Task prompt: Your task is to copy each line of the listing that contains the word "verify".

***** Data section *****

PR #384, opened 2023-10-03
OCPBUGS-20024: Revert "Revert "Set DNS DaemonSet's maxSurge value to 10%""

Miciah:
The defect in the daemon controller, [OCPBUGS-19452](https://issues.redhat.com/browse/OCPBUGS-19452) that prevented us from using `maxSurge` has been fixed by https://github.com/openshift/kubernetes/pull/1716.

This reverts #379.

PR #386, opened 2023-10-12
OCPBUGS-20024: Ignore max unavailable for status

candita:
Followup to PR #384.
- pkg/operator/controller/controller_dns_node_resolver_daemonset.go - small update to a comment
- pkg/operator/controller/dns_status.go - hardcode maxUnavailable to 10% of desiredNumberScheduled and remove condition "invalid maxUnavailable value"
- pkg/operator/controller/dns_status_test.go - remove maxUnavailable format testing

### DIFF
--- a/pkg/operator/controller/dns_status.go
+++ b/pkg/operator/controller/dns_status.go
@@ -100,11 +100,9 @@ func computeDNSDegradedCondition(oldCondition *operatorv1.OperatorCondition, clu
 		want := dnsDaemonset.Status.DesiredNumberScheduled
 		have := dnsDaemonset.Status.NumberAvailable
 		numberUnavailable := want - have
-		maxUnavailableIntStr := intstr.FromInt(1)
-		if dnsDaemonset.Spec.UpdateStrategy.RollingUpdate != nil && dnsDaemonset.Spec.UpdateStrategy.RollingUpdate.MaxUnavailable != nil {
-			maxUnavailableIntStr = *dnsDaemonset.Spec.UpdateStrategy.RollingUpdate.MaxUnavailable
-		}
+		maxUnavailableIntStr := intstr.FromString("10%")
 		maxUnavailable, intstrErr := intstr.GetScaledValueFromIntOrPercent(&maxUnavailableIntStr, int(want), true)
+
 		switch {
 		case want == 0:
 			status = operatorv1.ConditionTrue
@@ -115,6 +113,7 @@ func computeDNSDegradedCondition(oldCondition *operatorv1.OperatorCondition, clu
 			degradedReasons = append(degradedReasons, "NoDNSPodsAvailable")
 			messages = append(messages, "No DNS pods are available.")
 		case intstrErr != nil:
+			// This should not happen, but is included just to safeguard against future changes.
 			degradedReasons = append(degradedReasons, "InvalidDNSMaxUnavailable")
 			messages = append(messages, fmt.Sprintf("The DNS daemonset has an invalid MaxUnavailable value: %v", intstrErr))
 		case int(numberUnavailable) > maxUnavailable:
--- a/pkg/operator/controller/dns_status_test.go
+++ b/pkg/operator/controller/dns_status_test.go
@@ -14,6 +14,10 @@ import (
 	"k8s.io/apimachinery/pkg/util/intstr"
 )
 
+var (
+	maxUnavailable = intstr.FromInt(1)
+)
+
 func TestDNSStatusConditions(t *testing.T) {
 	type testIn struct {
 		haveClusterIP                   bool
@@ -75,7 +79,6 @@ func TestDNSStatusConditions(t *testing.T) {
 		if tc.inputs.haveClusterIP {
 			clusterIP = "1.2.3.4"
 		}
-		maxUnavailable := intstr.FromInt(1)
 		var dnsDaemonset, nodeResolverDaemonset *appsv1.DaemonSet
 		if tc.inputs.haveDNS {
 			dnsDaemonset = &appsv1.DaemonSet{
@@ -201,7 +204,7 @@ func TestDNSStatusConditions(t *testing.T) {
 // TestComputeDNSDegradedCondition verifies the computeDNSDegradedCondition has
 // the expected behavior.
 func TestComputeDNSDegradedCondition(t *testing.T) {
-	makeDaemonSet := func(desired, available int, maxUnavailable intstr.IntOrString) *appsv1.DaemonSet {
+	makeDaemonSet := func(desired, available int) *appsv1.DaemonSet {
 		return &appsv1.DaemonSet{
 			Spec: appsv1.DaemonSetSpec{
 				UpdateStrategy: appsv1.DaemonSetUpdateStrategy{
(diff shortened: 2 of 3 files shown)


candita:
> {"component":"entrypoint","file":"k8s.io/test-infra/prow/entrypoint/run.go:169","func":"k8s.io/test-infra/prow/entrypoint.Options.ExecuteProcess","level":"error","msg":"Process did not finish before 4h0m0s timeout","severity":"error","time":"2023-10-12T19:23:38Z"}

/test e2e-aws-ovn

candita:
> could not initialize namespace: failed to wait for authentication cache to warm up after 15s: projects.project.openshift.io "ci-op-tbmipxqy" is forbidden: User "system:serviceaccount:ci:ci-operator" cannot get resource "projects" in API group "project.openshift.io" in the namespace "ci-op-tbmipxqy"

/test e2e-aws-ovn

candita:
> After 4 hours:
> Received signal.                              signal=interrupt
> INFO[2023-10-12T19:23:38Z] error: Process interrupted with signal interrupt, cancelling execution... 
> INFO[2023-10-12T19:23:38Z] cleanup: Deleting release pod release-latest 

/test e2e-aws-ovn

candita:
@Miciah PTAL when you get a chance.

pkg/operator/controller/dns_status_test.go
```diff
@@ -224,122 +229,80 @@ func TestComputeDNSDegradedCondition(t *testing.T) {
...
-			nrDaemonset:  makeDaemonSet(6, 6, intstr.FromString("33%")),
-			expected:     operatorv1.ConditionUnknown,
-		},
-		{
-			name:         "node-resolver invalid MaxUnavailable (string with letters) is ok",
-			clusterIP:    "172.30.0.10",
-			dnsDaemonset: makeDaemonSet(6, 6, intstr.FromString("10%")),
-			nrDaemonset:  makeDaemonSet(6, 6, intstr.IntOrString{Type: intstr.String, StrVal: "TEST"}),
-			expected:     operatorv1.ConditionFalse,
-		},
```
Miciah, line 267: It's interesting that we still had these test cases for invalid `maxUnavailable` values for the node-resolver daemonset.  We kept these test cases when we changed the status reporting to ignore the node-resolver daemon set in #273.  I would guess the reasoning was that we wanted the test cases to verify that the status reporting code really was not basing status on the daemon set's`maxUnavailable` parameter.  Does the same reasoning still apply?  If so, it would make sense to keep (some of) these test cases.

pkg/operator/controller/dns_status.go
```diff
@@ -100,11 +100,9 @@ func computeDNSDegradedCondition(oldCondition *operatorv1.OperatorCondition, clu
 		want := dnsDaemonset.Status.DesiredNumberScheduled
 		have := dnsDaemonset.Status.NumberAvailable
 		numberUnavailable := want - have
-		maxUnavailableIntStr := intstr.FromInt(1)
-		if dnsDaemonset.Spec.UpdateStrategy.RollingUpdate != nil && dnsDaemonset.Spec.UpdateStrategy.RollingUpdate.MaxUnavailable != nil {
-			maxUnavailableIntStr = *dnsDaemonset.Spec.UpdateStrategy.RollingUpdate.MaxUnavailable
-		}
-		maxUnavailable, intstrErr := intstr.GetScaledValueFromIntOrPercent(&maxUnavailableIntStr, int(want), true)
+		maxUnavailableIntStr := intstr.FromString("10%")
+		maxUnavailable, _ := intstr.GetScaledValueFromIntOrPercent(&maxUnavailableIntStr, int(want), true)
```
Miciah, line 104: I'm wary of ignoring error values.  Even if an analysis of the code today determines that the error value will always be nil, it's possible that this code or the definition of `GetScaledValueFromIntOrPercent` could change in the future.

Miciah (commented):
The fundamental change is good.  I have some questions about tests and error handling.  

Also, regarding the title, `maxUnavailable` was never modifiable by the cluster-admin.  Maybe it would be clearer to say, "Ignore max unavailable for status" or, "Report degraded if >10% unavailable".

pkg/operator/controller/dns_status_test.go
candita: It seems to be an oversight that I didn't clean these units tests then.  We entirely removed the checking of node resolver daemonset and its `maxUnavailable` parameter. It doesn't make sense anymore to check anything having to do with node resolver when computing the degraded condition: https://github.com/openshift/cluster-dns-operator/pull/273/files#diff-32495132facf7e0819a407af732514958b198d9e40236656bc43b093345d1539L111

pkg/operator/controller/dns_status.go
candita: ok

pkg/operator/controller/dns_status_test.go
candita: In fact, I should remove the `nrDaemonset` field from the test cases.  Does that make more sense?

Miciah: > It seems to be an oversight that I didn't clean these units tests then. We entirely removed the checking of node resolver daemonset and its `maxUnavailable` parameter. It doesn't make sense anymore to check anything having to do with node resolver when computing the degraded condition

Are you sure it was an oversight?  My speculation was that it was intentional:  If parameter X *did* affect result Y, and you are changing the logic so that X *doesn't* affect Y, then it _does_ make sense for tests to verify that X doesn't affect Y, right?  More generally, I'd rather err on the side of keeping possibly redundant test cases over risking removing test cases that could possibly detect faults.  However, I'll defer to your judgment if you decide these test cases really should be removed and the test simplified.

candita: I am quite sure it was an oversight.  I removed the parameters `haveNodeResolverDaemonset` and `nodeResolverDaemonset` from the signature of `computeDNSDegradedCondition`, because we no longer use them in the function.  We still use them in `computeDNSProgressingCondition`, but not `computeDNSDegradedCondition`.

pkg/operator/controller/dns_status.go
```diff
@@ -100,23 +100,22 @@ func computeDNSDegradedCondition(oldCondition *operatorv1.OperatorCondition, clu
...
+
 		switch {
 		case want == 0:
 			status = operatorv1.ConditionTrue
 			degradedReasons = append(degradedReasons, "NoDNSPodsDesired")
 			messages = append(messages, "No DNS pods are desired; this could mean all nodes are tainted or unschedulable.")
+		case intstrErr != nil:
+			// This should not happen, but is included just to safeguard against future changes.
+			degradedReasons = append(degradedReasons, "InvalidDNSMaxUnavailable")
+			messages = append(messages, fmt.Sprintf("The DNS daemonset has an invalid MaxUnavailable value: %v", intstrErr))
```
Miciah, line 114: Was there a reason to move this case up?

pkg/operator/controller/dns_status_test.go
```diff
@@ -14,6 +14,10 @@ import (
 	"k8s.io/apimachinery/pkg/util/intstr"
 )
 
+var (
+	maxUnavailable = intstr.FromInt(1)
```
Miciah, line 18: Is there a reason to declare `maxUnavailable` here instead of inside `makeDaemonSet`?  We usually tend towards making tests and helpers self-contained.

pkg/operator/controller/dns_status_test.go
```diff
@@ -201,7 +205,8 @@ func TestDNSStatusConditions(t *testing.T) {
 // TestComputeDNSDegradedCondition verifies the computeDNSDegradedCondition has
 // the expected behavior.
 func TestComputeDNSDegradedCondition(t *testing.T) {
-	makeDaemonSet := func(desired, available int, maxUnavailable intstr.IntOrString) *appsv1.DaemonSet {
+
```
Miciah, line 208: Extra blank line?

Miciah (commented):
A couple minor things.

pkg/operator/controller/dns_status_test.go
candita: It is used in multiple functions and I removed it as a parameter to makeDaemonSet, so I declared it globally.  It's used in TestDNSStatusConditions, TestComputeDNSDegradedCondition, TestComputeDNSProgressingCondition, and TestSkippingStatusUpdates. 

For consistency, removed an extra declaration of it in TestDNSStatusConditions.

pkg/operator/controller/dns_status_test.go
candita: Fixed.  Forgot to push.

pkg/operator/controller/dns_status.go
candita: Fixed, forgot to push.

pkg/operator/controller/dns_status_test.go
Miciah: All right, I can live with that.  Test coverage is still good overall.

pkg/operator/controller/dns_status_test.go
Miciah: All right, I won't insist on changing it.

Miciah:
Thanks!
/approve
/lgtm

*****

Task response:
Miciah, line 267: It's interesting that we still had these test cases for invalid `maxUnavailable` values for the node-resolver daemonset.  We kept these test cases when we changed the status reporting to ignore the node-resolver daemon set in #273.  I would guess the reasoning was that we wanted the test cases to verify that the status reporting code really was not basing status on the daemon set's`maxUnavailable` parameter.  Does the same reasoning still apply?  If so, it would make sense to keep (some of) these test cases.
Are you sure it was an oversight?  My speculation was that it was intentional:  If parameter X *did* affect result Y, and you are changing the logic so that X *doesn't* affect Y, then it _does_ make sense for tests to verify that X doesn't affect Y, right?  More generally, I'd rather err on the side of keeping possibly redundant test cases over risking removing test cases that could possibly detect faults.  However, I'll defer to your judgment if you decide these test cases really should be removed and the test simplified.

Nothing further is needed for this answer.